RECORDS FOR PROCESSING:
PR #1911, opened 2023-01-19
Fixes install_or_tools.sh

### LINKED ISSUE #1909: The install_or_tools.sh script checks wrong file on MAC
When the `install_or_tools.sh` script runs, it checks that the `bin/fzn-or-tools` and `lib/libfz.so` files exist. However, on MAC there is no `lib/libfz.so` file, and as a result, the script always installs the tool.
And it doesn't check the installed version

roytman:
When the `install_or_tools.sh` script runs, it checks that the bin/fzn-or-tools and lib/libfz.so files exist. 
However, on MAC there is no lib/libfz.so file, and as a result, the script always installs the tool.

In addition, it doesn't check the installed version

/fixes #1909 


hack/tools/install_or_tools.sh
```diff
@@ -6,6 +6,8 @@
 cd "${0%/*}"
 source ./common.sh
 
+BUILD_FILE=lib/build
+VERSION_FILE=lib/version
```
zivnevo, line 10:
```suggestion
BUILD_FILE=lib/fzn-or-tools-build
VERSION_FILE=lib/fzn-or-tools-version
```
Maybe have more explicit file names, just in case another tool will also use the `lib` directory one day.

hack/tools/install_or_tools.sh
```diff
@@ -37,3 +39,5 @@ tar -zxvf ./${download_file} -C $tmp
 mv $tmp/*/bin/fzn-ortools ./bin/fzn-or-tools
 mv $tmp/*/lib*/lib*.${dyn_lib_ext}* ./lib
 chmod +x ./bin/fzn-or-tools
+echo ${OR_TOOLS_BUILD} > lib/build
+echo ${OR_TOOLS_VERSION} > lib/version
```
zivnevo, line 43:
```suggestion
echo ${OR_TOOLS_BUILD} > ${BUILD_FILE}
echo ${OR_TOOLS_VERSION} > ${VERSION_FILE}
```

zivnevo (dismissed):
Some minor comments. Feel free to merge without them.

shlomitk1 (dismissed):

zivnevo (approved):

hack/tools/install_or_tools.sh
```diff
@@ -6,6 +6,8 @@
 cd "${0%/*}"
 source ./common.sh
 
+BUILD_FILE=lib/fzn-or-tools-build
+VERSION_FILE=lib/fzn-or-tools-version
```
shlomitk1, line 10: Suggest to change to ./solver-build and ./solver-version

roytman:
TODO check with @ngoracke why tools are installed on Ubunty, but runs on Centos

hack/tools/install_or_tools.sh
roytman: I prefer to leave the tool related name (fzn-or-tools), so it will be easy to connect the installation script and the created file.

shlomitk1 (approved):

Issue #1931, opened 2023-01-23
Release a new optimizer image, based on OR-tools v9.5


zivnevo:
- [x] Change the Dockerfile to run the `install_or_tools.sh` script during Docker build.
- [x] Properly handle image tag
- [x] Upload a new image to the Fybrik registry
- [x] Test the new image

PR #1932, opened 2023-01-23
Use install script inside Dockerfile

zivnevo:
This makes sure we take the correct CSP executable, which fits the image base OS.


zivnevo:
First task in #1931

PR #1934, opened 2023-01-23
update notebook write scenario with katalog instructions

cdoron:


roytman (commented):
can you change the line 460: 
"Execute all notebook cells and notice that the `oldbalanceOrg` column does not appear because it was redacted."
to someting like
Execute all notebook cells and notice that data in the `oldbalanceOrg` column does was redacted.

roytman (approved):

PR #1942, opened 2023-01-24
New optimizer docker image

shlomitk1:
Closes https://github.com/fybrik/fybrik/issues/1931


hack/tools/install_or_tools.sh
```diff
@@ -39,4 +39,5 @@ tar -zxvf ./${download_file} -C $tmp
 mv $tmp/*/bin/fzn-ortools ./bin/fzn-or-tools
 mv $tmp/*/lib*/lib*.${dyn_lib_ext}* ./lib
 chmod +x ./bin/fzn-or-tools
+cp ./bin/fzn-or-tools ./bin/solver
```
zivnevo, line 42: Why do we need two copies of the solver executable?

shlomitk1: Leaving only one.

zivnevo (approved):

PR #1944, opened 2023-01-24
Design document for the Network Policies based isolation

roytman:
Design document for the Network Policies based isolation 

/fixes https://github.com/fybrik/fybrik/issues/1962


docs/IsolationNetworkPolicies.md
```diff
@@ -0,0 +1,105 @@
+# Isolation 
+
+_**Note:**_ below we start with Network Polices as an isolation method, lather we will add another methods.
```
shlomitk1, line 3: later

docs/IsolationNetworkPolicies.md
```diff
@@ -0,0 +1,105 @@
...
+In the current Fybrik implementation the entry point of a data plane is published as a part of the FybrikApplication 
+status, it is completely non-protected, and as result everyone can connect to the data plane. 
+In “Read” flow cases it leads to governance/security violations, “Write” and “Delete” flows can create severe accidents, 
+such as unauthorized data changes or deletions. Given that we need to prevent unauthorized data plane access. 
+
+_Note:_ the same situation exists between chained modules.  
+
+## Challenge
+
+When we talk about access Fybrik data plane, we are talking about connectivity between a user workload, which is out of
```
shlomitk1, line 16: accessing

docs/IsolationNetworkPolicies.md
```diff
@@ -0,0 +1,105 @@
...
+data plane isolation is shared between Fybrik core, Fybrik users, module developers and probably IT teams.
+
+- Fybrik users should provide all relevant information to Fybrik and correctly configure their workloads. For example, 
+to set labels on the workload and inform Fybrik about the labels.
+
+- Depends on the isolation method, Fybrik should propagate all relevant information to the deployed modules, and/or 
+correctly configure Kubernetes Network Policies.
+- Module developers should allow to protect the module instances. For example, to allow TLS support
+
+In some complicated cases, IT teams interfere can be required, e.g. to configure external access points.
```
shlomitk1, line 28: Why is IT team interference required? In which cases?

docs/IsolationNetworkPolicies.md
roytman: fixed

docs/IsolationNetworkPolicies.md
roytman: thanks, fixed

docs/IsolationNetworkPolicies.md
roytman: as I wrote to configure external access points

docs/IsolationNetworkPolicies.md
```diff
@@ -0,0 +1,105 @@
...
+status, it is completely non-protected, and as result everyone can connect to the data plane. 
+In “Read” flow cases it leads to governance/security violations, “Write” and “Delete” flows can create severe accidents, 
+such as unauthorized data changes or deletions. Given that we need to prevent unauthorized data plane access. 
+
+_Note:_ the same situation exists between chained modules.  
+
+## Challenge
+
+When we talk about accessing Fybrik data plane, we are talking about connectivity between a user workload, which is out of 
+Fybrik scope, and Fybrik module, which can be developed by a third party. Therefore, in this document (and in its
```
simanadler, line 17: I agree that the highest priority is to provide isolation between the workload and the module(s) with which it interfaces.  However, I believe we also need to provide isolation between modules - even those that do not interact directly with the workload.  Right?

docs/IsolationNetworkPolicies.md
```diff
@@ -0,0 +1,105 @@
...
+In some complicated cases, IT teams interfere can be required, e.g. to configure external access points.
+
+## Requirements
+
+- Only predefined users/workloads should be able to access the data plane.
+- We do not assume that client workloads will be collocated on the same Kubernetes cluster with the data module, 
+furthermore they can run out of Kubernetes at all. 
+  - However, we do check the collocation of a Fybrik module and a relevant workload in the same cluster as a specific use case. 
+- We should allow workload client connections from different IP addresses. 
+
```
simanadler, line 37: Isolation of modules in the data plane.  I.e. Modules should not be able to interface "illegally" with modules outside of the defined data plane(s)

docs/IsolationNetworkPolicies.md
```diff
@@ -0,0 +1,105 @@
...
+## Network Policies
+
+Fybrik is a Kubernetes application, therefore, the simplest isolation method can be based on 
+[Kubernetes Network Policies](https://kubernetes.io/docs/concepts/services-networking/network-policies/) (NP).
+NP allow to control traffic flow at the IP address or port level (OSI layer 3 or 4). If a user workload or a Fybrik 
+previous chained module collocated with the next module in the same Kubernetes cluster, NPs can help to restrict the Fybrik 
+module ingress access. However, when a workload or a previous chained module runs out of the cluster, the NP based 
+isolation is going to be more complicated. The collocated deployment can be based on Kubernetes labels or namespaces, but 
+cross-clusters connections can be based on requester IP addresses, which is not always easy to discover. 
+Therefore, later we will provide other isolation methods as an extension to NP.
```
simanadler, line 48: What about egress?

docs/IsolationNetworkPolicies.md
```diff
@@ -0,0 +1,105 @@
...
+
+### Advantages:
+- does not require any changes in modules implementations, can be implemented in the Fybrik control plane only.
+- can be combined with other isolation methods
+
+### Disadvantages:
+- complicated in cross clusters deployments.
+- NP are implemented by the network plugin. Creating a NetworkPolicy resource without a controller - a Container Network
```
simanadler, line 56: What is "the network plugin"?

docs/IsolationNetworkPolicies.md
```diff
@@ -0,0 +1,105 @@
...
+- Only predefined users/workloads should be able to access the data plane.
+- We do not assume that client workloads will be collocated on the same Kubernetes cluster with the data module, 
+furthermore they can run out of Kubernetes at all. 
+  - However, we do check the collocation of a Fybrik module and a relevant workload in the same cluster as a specific use case. 
+- We should allow workload client connections from different IP addresses. 
+
+
+## Network Policies
+
+Fybrik is a Kubernetes application, therefore, the simplest isolation method can be based on
```
simanadler, line 41: What are the other options, other than network policies?  Why were they ruled out?

docs/IsolationNetworkPolicies.md
```diff
@@ -0,0 +1,105 @@
...
+- complicated in cross clusters deployments.
+- NP are implemented by the network plugin. Creating a NetworkPolicy resource without a controller - a Container Network 
+Interface (CNI) that implements it will have no effect. Default Kind deployment which by default uses "kindnetd” doesn’t 
+support NP. It requires installation another CNI, e.g. [Calico](https://github.com/projectcalico/calico). Here is the 
+[instructions](https://alexbrand.dev/post/creating-a-kind-cluster-with-calico-networking/). All K8s clusters in 
+production deployments use CNIs which support NP.
+- requires information about workload deployment, and/or setting labels to the workload
+
+## Implementation
+
```
simanadler, line 64: This implementation is for isolating the workload from the module with which it interfaces.  Doesn't address isolating modules in the data plane I assume

docs/IsolationNetworkPolicies.md
```diff
@@ -0,0 +1,105 @@
...
+The “from” element of ingress 
+[NetworkPolicySpec](https://kubernetes.io/docs/reference/kubernetes-api/policy-resources/network-policy-v1/#NetworkPolicySpec) 
+allows to restrict incoming network traffic based on “podSelectors” (labels based), and/or 
+“namespaceSelectors” (labels based) and/or “ipBlocks”. The last one permits incoming network traffic from predefined IP 
+address blocks.
+
+Current “FybrikApplicationSpec” has the “[selector](https://fybrik.io/v1.2/reference/crds/#fybrikapplicationspecselector)” 
+element, which is a combination of “clusterName” and “workloadSelector”. Unfortunately, based on this information we can 
+implement only one label based “podSelector”. Furthermore, for the backward compatibility of the current implementation
```
simanadler, line 73: Why is one label a problem?

docs/IsolationNetworkPolicies.md
```diff
@@ -0,0 +1,105 @@
...
+The “from” element of ingress 
+[NetworkPolicySpec](https://kubernetes.io/docs/reference/kubernetes-api/policy-resources/network-policy-v1/#NetworkPolicySpec) 
+allows to restrict incoming network traffic based on “podSelectors” (labels based), and/or 
+“namespaceSelectors” (labels based) and/or “ipBlocks”. The last one permits incoming network traffic from predefined IP 
+address blocks.
+
+Current “FybrikApplicationSpec” has the “[selector](https://fybrik.io/v1.2/reference/crds/#fybrikapplicationspecselector)” 
+element, which is a combination of “clusterName” and “workloadSelector”. Unfortunately, based on this information we can 
+implement only one label based “podSelector”. Furthermore, for the backward compatibility of the current implementation 
+assumes that a Read scenario should have at least one label, which is not always true.
```
simanadler, line 74: In what read scenario do we not have a label for the workload?  I believe that ingest and maybe delete are the only scenarios where there is no workload label.

docs/IsolationNetworkPolicies.md
```diff
@@ -0,0 +1,105 @@
...
+element, which is a combination of “clusterName” and “workloadSelector”. Unfortunately, based on this information we can 
+implement only one label based “podSelector”. Furthermore, for the backward compatibility of the current implementation 
+assumes that a Read scenario should have at least one label, which is not always true. 
+
+### Suggetions:
+
+- extend the “FybrikApplicationSpec.selector” element with an array of 
+[NetworkPolicyPeers](https://github.com/kubernetes/api/blob/59fcd23597fd090dba6b7e903eb0a8c9e8efb0a6/networking/v1/types.go#L183)
+this “NetworkPoliciesPeers” array will be an input element for the NP `from`element. This will restrict possible incoming
+connections to the relevant Fybrik module.
```
simanadler, line 81: Isn't this in essence putting the responsibility of the isolation implementation on the data user / FybrikApplication creator?  Why should they have to know anything about network policies?

docs/IsolationNetworkPolicies.md
```diff
@@ -0,0 +1,105 @@
...
+- a blueprint will provide the ingress input data for chain connected modules.
```
simanadler, line 82: Why only chaining modules?

docs/IsolationNetworkPolicies.md
```diff
@@ -0,0 +1,105 @@
...
+
+- deprecate the “workloadSelector” element, but continue to support it for backward compatibility. Process it as an 
+additional “podSelector” entry in the “NetworkPoliciesPeers” array
```
simanadler, line 85: See previous question about workload label

docs/IsolationNetworkPolicies.md
```diff
@@ -0,0 +1,105 @@
...
+
+- terminate the backward compatibility assumption that all Read flow should have at least a single workload label.
```
simanadler, line 87: See previous question about workload label

docs/IsolationNetworkPolicies.md
```diff
@@ -0,0 +1,105 @@
...
+connections to the relevant Fybrik module.
+- a blueprint will provide the ingress input data for chain connected modules.
+
+- deprecate the “workloadSelector” element, but continue to support it for backward compatibility. Process it as an 
+additional “podSelector” entry in the “NetworkPoliciesPeers” array
+
+- terminate the backward compatibility assumption that all Read flow should have at least a single workload label. 
+It was deprecated several Fybrik versions ago.
+
+- change the Flow field to be required instead of optional.
```
simanadler, line 90: I agree that this makes more sense, but this will have backward compatibility implications

docs/IsolationNetworkPolicies.md
```diff
@@ -0,0 +1,105 @@
...
+
+- if the NetworkPolicyPeers array and “workloadSelector” are empty, no Network Policies will be created, which is 
+similar to current implementation.
```
simanadler, line 93: So no isolation in non-read/write flows?

docs/IsolationNetworkPolicies.md
```diff
@@ -0,0 +1,105 @@
...
+
+- extend blueprint’s module install/uninstall process by installation of a relevant instance of network policies.
```
simanadler, line 95: So network policies will be defined by the plotter controller or by the blueprint controller?

docs/IsolationNetworkPolicies.md
```diff
@@ -0,0 +1,105 @@
...
+
+  - add the relevant ports to the NetworkPolicyIngressRules.
+  - in future Fybrik releases, if the same module serves several workloads or other modules, we will create an 
+independent NP instance per source. That will help us to manage the NP instances.
```
simanadler, line 99: Can you elaborate?  Who/what will manage the NPs across workloads?  Who will decide when to delete them, etc?

simanadler (commented):
See my questions / comments

docs/IsolationNetworkPolicies.md
roytman: Absolutely, and it is explained in the document

docs/IsolationNetworkPolicies.md
roytman: Container Network Interface - CNI, when you run Kubernetes you can specify which CNI will be used

docs/IsolationNetworkPolicies.md
roytman: I plan to work incrementally, they will be added later in parallel with NP implementation

docs/IsolationNetworkPolicies.md
roytman: For chaining modules we don't need this, blueprint has all required information

docs/IsolationNetworkPolicies.md
roytman: it is not a one label, but a single label-based selector. (Will connect label and based). In theory you can create a fybrik data plane, and allow different workloads with different labels to connect to the data plane. In addition you cannot restrict access based on namespaces or IP addresses.

docs/IsolationNetworkPolicies.md
roytman: If a user doesn't want to set labels on workloads, but prefer to restrict access based on namespaces. 
In our examples we defined that user always set labels to workloads but it is only our assumption.

docs/IsolationNetworkPolicies.md
roytman: They don't have to know about network policies, but they do know where and how they will run workloads. It is similar to the label setting requirement.  All entries are optional, so users do not have to set all options. 
In the current implementation, the `workloadSelector` is much more complicated than just a list of labels.

docs/IsolationNetworkPolicies.md
roytman: I thought about egress, but don't remember why I did not mention it here, will add it.

docs/IsolationNetworkPolicies.md
roytman: What do you mean? It is exactly answering to your question about input to the NP creation.
> This implementation is for isolating the workload from the module with which it interfaces. Doesn't address isolating modules in the data plane I assume

docs/IsolationNetworkPolicies.md
roytman: can you elaborate more ?

docs/IsolationNetworkPolicies.md
roytman: The Flow were implemented an year ago.

docs/IsolationNetworkPolicies.md
roytman: Examples ? Delete module doesn't have a server, no one can connect to it. Data movers are deployed by Fybrik, without input from a FybrikApplication, and blueprint knows all required information about theire sources and destinations.

docs/IsolationNetworkPolicies.md
roytman: the blueprint controller

docs/IsolationNetworkPolicies.md
roytman: if we will support a shared modules, when a single module can be used by different Plotters / blueprints, each blueprint will deploy and manage its independent NP instance. 
For example:
 a fybrik application A created a Plotter/blueprint and they deployed a module M. together with the module the blueprint deployed a NP instance NP1.
 now, another fybrik application B created another Plotter/blueprint but the new blueprint discovered that the required module M was been deployed, so it will reuse the module and instead of deployment a new instance of module, it will create only new instance of NP - NP2. 
 
 I know that this scenario is not supported, i Just mentioned it here to show that the NP mechanism is very flexible, and allows to do it.

roytman: Actually, you gave me another scenario. 
A user created a fybrik application, there is a data plane, but not the user wants to change the isolation, adds or remove workload sources, without any changes in the data plane. We have to check if it possible to update fybrik application spec (the selector only) without redeployment the data plan - only update the NP instance.

docs/IsolationNetworkPolicies.md
roytman: added it

docs/IsolationNetworkPolicies.md
simanadler: Wouldn't the plotter define them, and the blueprint deploy them?

roytman: The plotter defines the data plane so yes it defines who will talk with whom, but it is semantic.

docs/IsolationNetworkPolicies.md
```diff
@@ -0,0 +1,113 @@
...
+
+- Depends on the isolation method, Fybrik should propagate all relevant information to the deployed modules, and/or 
+correctly configure Kubernetes Network Policies.
+- Module developers should allow to protect the module instances. For example, to allow TLS support
+
+In some complicated cases, IT teams interfere can be required, e.g. to configure external access points.
+
+## Requirements
+
+- Only predefined users/workloads should be able to access the data plane.
```
revit13, line 32: The default behavior is to deny access, right?

docs/IsolationNetworkPolicies.md
revit13: I think that ingress controller is also needed https://kubernetes.io/docs/concepts/services-networking/ingress-controllers/ which is different from CNI

docs/IsolationNetworkPolicies.md
simanadler: Shouldn't it be included here in the challenge part?  Here you only mention isolating the connection between the workload and the module(s) it interacts with

docs/IsolationNetworkPolicies.md
simanadler: If there is another design doc mentioning all the approaches please link to it.

docs/IsolationNetworkPolicies.md
```diff
@@ -0,0 +1,113 @@
...
+- We do not assume that client workloads will be collocated on the same Kubernetes cluster with the data module,
```
simanadler, line 33: Currently this is the assumption.  Fybrik does not currently work if the workload is in a different cluster than the control plane.  It is something we want to change in the future.

docs/IsolationNetworkPolicies.md
```diff
@@ -0,0 +1,113 @@
...
+
+
+## Network Policies
+
+Fybrik is a Kubernetes application, therefore, the simplest isolation method can be based on 
+[Kubernetes Network Policies](https://kubernetes.io/docs/concepts/services-networking/network-policies/) (NP).
+NP allow to control traffic flow at the IP address or port level (OSI layer 3 or 4). If a user workload or a Fybrik 
+previous chained module collocated with the next module in the same Kubernetes cluster, NPs can help to restrict the Fybrik 
+module ingress access. However, when a workload or a previous chained module runs out of the cluster, the NP based 
+isolation is going to be more complicated. The collocated deployment can be based on Kubernetes labels or namespaces, but
```
simanadler, line 48: co-located (spelling)
I do not believe that Fybrik currently supports namesapace only (without a label) to identify a workload.  Namespace wouldn't be sufficient since there could be multiple workloads in one namespace.

docs/IsolationNetworkPolicies.md
simanadler: See comment above

docs/IsolationNetworkPolicies.md
simanadler: Yes, the flows were implemented but if no flow is indicated in the spec then it is assumed to be "read".  If you make it required there are customers who will have to change their implementations

docs/IsolationNetworkPolicies.md
simanadler: The modules deployed even in ingest/copy/delete flows (which have no workload) should have isolation shouldn't they?  I.e. A copy, quality, delete, etc module shouldn't be able to access data stores, other modules, etc except what is described in the plotter flow.

docs/IsolationNetworkPolicies.md
simanadler: So the plotter defines, and the blueprint deploys.  Right?

docs/IsolationNetworkPolicies.md
```diff
@@ -0,0 +1,113 @@
...
+
+Current “FybrikApplicationSpec” has the “[selector](https://fybrik.io/v1.2/reference/crds/#fybrikapplicationspecselector)” 
+element, which is a combination of “clusterName” and “workloadSelector”. Unfortunately, based on this information we can 
+implement only one label-based “podSelector”. Furthermore, for the backward compatibility of the current implementation 
+assumes that a Read scenario should have at least one label, which is not always true. 
+
+Similarly, the "egress.to" element restricts teh outgoing connections. In this way we can restrict destinations where a  
+module can connect.
+
+### Suggetions:
```
simanadler, line 81: Suggestions (spelling)

docs/IsolationNetworkPolicies.md
simanadler: This section is unclear to me.  Can you give some examples?  It's really important that we provide something as simple as possible for the user who is creating the FybrikApplication to indicate the workload.  Let Fybrik discover as much as possible on its own.

simanadler (commented):
See comments

docs/IsolationNetworkPolicies.md
roytman: No, the default behavior is "Allow", if no Network Policies is defined.

docs/IsolationNetworkPolicies.md
roytman: OK, added it

docs/IsolationNetworkPolicies.md
roytman: It is in a box under development now. After that it will be a separate document or extension of this one.

docs/IsolationNetworkPolicies.md
roytman: For example, a user might run a Jupiter notebook on his laptop, outside the Fybrik cluster. Therefore, in order to protect the data plane and allow connectivity only from his laptop, the user can provide the IP address as the input information for the NP creation. 

```yaml
apiVersion: app.fybrik.io/v1beta1
kind: FybrikApplication
metadata:
  name: my-notebook
  labels:
    app: my-notebook
spec:
  selector:
    networkPeers:
      - ipBlock:
            cidr: 172.17.23.5/32
  appInfo:
    intent: Fraud Detection
  data:
    - dataSetID: ${CATALOGED_ASSET}
      requirements:
        interface: 
          protocol: fybrik-arrow-flight
```

docs/IsolationNetworkPolicies.md
roytman: My plan to validate it with our customers, this bullet is not crucial, bit NP.

docs/IsolationNetworkPolicies.md
roytman: Yes, it is described in the Plotter/blueprint flow, user should not and cannot provide this information. The bullets talks about the Workload<->data Plane connection (the first module) only.

docs/IsolationNetworkPolicies.md
roytman: Yes.

docs/IsolationNetworkPolicies.md
roytman: Except checking label existence for deprecated Flow definition, Fybrik do nothing with the labels.  (It's just copied into Plotter)

roytman: I replaced collocated to co-located, but I've seen both forms as acceptable.

docs/IsolationNetworkPolicies.md
```diff
@@ -0,0 +1,210 @@
...
+unauthorized data plane access.
+
+## Challenge
+
+When we talk about Fybrik data plane isolation, we are talking about connectivity between a user workload, which is out of
+Fybrik scope, and Fybrik modules, which can be developed by third parties. Therefore, in this document (and in its
+extensions) we provide our recommendations how to protect data plane access and possible solutions. Responsibility of the
+data plane isolation is shared between Fybrik core, Fybrik users, module developers and probably IT teams.
+
+- Fybrik users should provide all relevant information about possible workload locations to Fybrik, correctly
```
shlomitk1, line 23: Fybrik users should provide Fybrik with the information about possible workload locations and configure their workloads. For example, they need to ...

docs/IsolationNetworkPolicies.md
```diff
@@ -0,0 +1,210 @@
...
+
+## Challenge
+
+When we talk about Fybrik data plane isolation, we are talking about connectivity between a user workload, which is out of
+Fybrik scope, and Fybrik modules, which can be developed by third parties. Therefore, in this document (and in its
+extensions) we provide our recommendations how to protect data plane access and possible solutions. Responsibility of the
+data plane isolation is shared between Fybrik core, Fybrik users, module developers and probably IT teams.
+
+- Fybrik users should provide all relevant information about possible workload locations to Fybrik, correctly 
+configure their workloads. For example, to set labels on the workload and inform Fybrik about the labels and namespace
```
shlomitk1, line 24: set labels on the workload pods?

docs/IsolationNetworkPolicies.md
```diff
@@ -0,0 +1,210 @@
...
+## Challenge
+
+When we talk about Fybrik data plane isolation, we are talking about connectivity between a user workload, which is out of
+Fybrik scope, and Fybrik modules, which can be developed by third parties. Therefore, in this document (and in its
+extensions) we provide our recommendations how to protect data plane access and possible solutions. Responsibility of the
+data plane isolation is shared between Fybrik core, Fybrik users, module developers and probably IT teams.
+
+- Fybrik users should provide all relevant information about possible workload locations to Fybrik, correctly 
+configure their workloads. For example, to set labels on the workload and inform Fybrik about the labels and namespace 
+where the workload runs.
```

EXERCISE: Report every line from the material above that mentions the word "issues".

OUTPUT OF THE EXERCISE:
Closes https://github.com/fybrik/fybrik/issues/1931
/fixes https://github.com/fybrik/fybrik/issues/1962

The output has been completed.